What this task involves =>
The records below need copying. Match each line exactly.

══ Source records ══

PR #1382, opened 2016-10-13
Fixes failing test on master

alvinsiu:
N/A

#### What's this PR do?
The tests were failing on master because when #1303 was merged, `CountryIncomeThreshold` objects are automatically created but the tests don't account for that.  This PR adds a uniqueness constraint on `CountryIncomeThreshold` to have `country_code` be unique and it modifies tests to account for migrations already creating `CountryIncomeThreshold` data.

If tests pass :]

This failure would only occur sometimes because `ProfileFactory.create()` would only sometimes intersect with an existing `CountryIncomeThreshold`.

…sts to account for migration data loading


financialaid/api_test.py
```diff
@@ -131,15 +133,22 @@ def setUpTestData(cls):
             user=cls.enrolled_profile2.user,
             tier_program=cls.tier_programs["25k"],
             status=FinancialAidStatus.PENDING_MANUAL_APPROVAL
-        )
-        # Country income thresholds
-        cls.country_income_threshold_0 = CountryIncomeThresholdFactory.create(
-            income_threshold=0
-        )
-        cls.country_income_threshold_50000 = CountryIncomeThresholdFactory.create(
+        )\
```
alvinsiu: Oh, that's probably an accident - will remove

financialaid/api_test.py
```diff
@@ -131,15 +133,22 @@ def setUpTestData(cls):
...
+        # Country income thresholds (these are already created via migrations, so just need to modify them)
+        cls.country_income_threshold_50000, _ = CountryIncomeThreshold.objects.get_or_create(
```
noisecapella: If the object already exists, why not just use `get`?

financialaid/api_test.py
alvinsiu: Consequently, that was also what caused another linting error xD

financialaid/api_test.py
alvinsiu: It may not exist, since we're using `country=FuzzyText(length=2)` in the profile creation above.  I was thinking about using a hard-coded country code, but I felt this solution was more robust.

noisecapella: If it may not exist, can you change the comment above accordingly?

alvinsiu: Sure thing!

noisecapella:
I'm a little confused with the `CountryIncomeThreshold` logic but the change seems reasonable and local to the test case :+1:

═══

Answer =>
PR #1382, opened 2016-10-13
Fixes failing test on master

alvinsiu:
N/A

#### What's this PR do?
The tests were failing on master because when #1303 was merged, `CountryIncomeThreshold` objects are automatically created but the tests don't account for that.  This PR adds a uniqueness constraint on `CountryIncomeThreshold` to have `country_code` be unique and it modifies tests to account for migrations already creating `CountryIncomeThreshold` data.

If tests pass :]

This failure would only occur sometimes because `ProfileFactory.create()` would only sometimes intersect with an existing `CountryIncomeThreshold`.

…sts to account for migration data loading


financialaid/api_test.py
```diff
@@ -131,15 +133,22 @@ def setUpTestData(cls):
             user=cls.enrolled_profile2.user,
             tier_program=cls.tier_programs["25k"],
             status=FinancialAidStatus.PENDING_MANUAL_APPROVAL
-        )
-        # Country income thresholds
-        cls.country_income_threshold_0 = CountryIncomeThresholdFactory.create(
-            income_threshold=0
-        )
-        cls.country_income_threshold_50000 = CountryIncomeThresholdFactory.create(
+        )\
```
alvinsiu: Oh, that's probably an accident - will remove

financialaid/api_test.py
```diff
@@ -131,15 +133,22 @@ def setUpTestData(cls):
...
+        # Country income thresholds (these are already created via migrations, so just need to modify them)
+        cls.country_income_threshold_50000, _ = CountryIncomeThreshold.objects.get_or_create(
```
noisecapella: If the object already exists, why not just use `get`?

financialaid/api_test.py
alvinsiu: Consequently, that was also what caused another linting error xD

financialaid/api_test.py
alvinsiu: It may not exist, since we're using `country=FuzzyText(length=2)` in the profile creation above.  I was thinking about using a hard-coded country code, but I felt this solution was more robust.

noisecapella: If it may not exist, can you change the comment above accordingly?

alvinsiu: Sure thing!

noisecapella:
I'm a little confused with the `CountryIncomeThreshold` logic but the change seems reasonable and local to the test case :+1:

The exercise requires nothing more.